La bouse de buffle fumait au soleil et l’Océan
Pacifique vaquait tranquillement à ses affaires.
La journée se serait , sans doute, achevée
sur le délirant coucher de soleil qui empourpre ces fantastiques
contrées si Eole, le Bon Dieu du vent de cette époque
héroïque du multipartisme de la Foi , chassé de sa grotte
humide par sa femme acariâtre, n’avait déboulé
dans la prairie , dévastant tout sur son passage et emportant dans
ses impétueux tourbillons , deux petites poignées de
drosophiles qu’il parachuta , au bout de sa furie , 3.200 km plus loin
, au-dessus de ces îles qui ne s’appelaient pas encore
Hawaï.
D’abord assommés par le voyage , les moucherons
ouest- américains eurent vite fait , le lendemain de leur
débarquement, d’aller en reconnaissance. Ils furent tout heureux
de constater que leur nouvelle patrie était plutôt luxuriante
et qu’elle comptait une variété infinie de nectars ainsi
que des réserves inépuisables de fiente suave de mouettes.

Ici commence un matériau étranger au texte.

PR #178, opened 2022-03-02
Track AWS-LC as a git submodule

WillChilds-Klein:
*Issue #, if available:* n/a

*Description of changes:*

This change should allow for easier co-development of AWS-LC when
embedded in the ACCP source tree, as well as allowing us to track more
granular commits/rollbacks than if we were downloading releases.

# Testing

## Recursive Clone Builds

```
$ cd $(mktemp -d)

$ git clone --recurse-submodules ~/workplace/github/corretto/amazon-corretto-crypto-provider/
Cloning into 'amazon-corretto-crypto-provider'...
done.
Submodule 'aws-lc' (https://github.com/awslabs/aws-lc) registered for path 'aws-lc'
Cloning into '/private/var/folders/sn/gqzwgx256pb_7qzy7118wxr80000gs/T/tmp.CMVTWXKX/amazon-corretto-crypto-provider/aws-lc'...
remote: Enumerating objects: 79325, done.
remote: Counting objects: 100% (1915/1915), done.
remote: Compressing objects: 100% (954/954), done.
remote: Total 79325 (delta 1075), reused 1506 (delta 887), pack-reused 77410
Receiving objects: 100% (79325/79325), 115.67 MiB | 1.78 MiB/s, done.
Resolving deltas: 100% (56370/56370), done.
Submodule path 'aws-lc': checked out 'cb3f6d0c75f7708806f5e435c0c08578163e5103'

$ cd amazon-corretto-crypto-provider/

$ docker run -v $(pwd):/accp --rm -it accp:latest
root@06f679adcad6:/accp# ./gradlew release
...
(still building)
```

## Normal Clone Fails Build With Error Message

Ils burent et mangèrent à satiété.
Il en fut ainsi , jusqu’au jour où ils eurent la nostalgie du
pays.
L’angoisse , une angoisse innommable prit alors
ses quartiers au milieu de la colonie qui doubla , puis tripla , puis décupla
sa consommation quotidienne de fiente , de cadavres de crabes et
de fleurs de pavot.
Au fil des ans , les moucherons s’alourdirent tant
qu’ils finirent , après avoir obtenu l’aval du Bon Dieu ,
par prendre la décision de changer carrément de programme
génétique.
Ainsi naquit la drosophile dite d’Hawaï
, une espèce de gros scarabée volant , un insecte géant
qui fait presque autant de bruit qu’un hélicoptère au décollage.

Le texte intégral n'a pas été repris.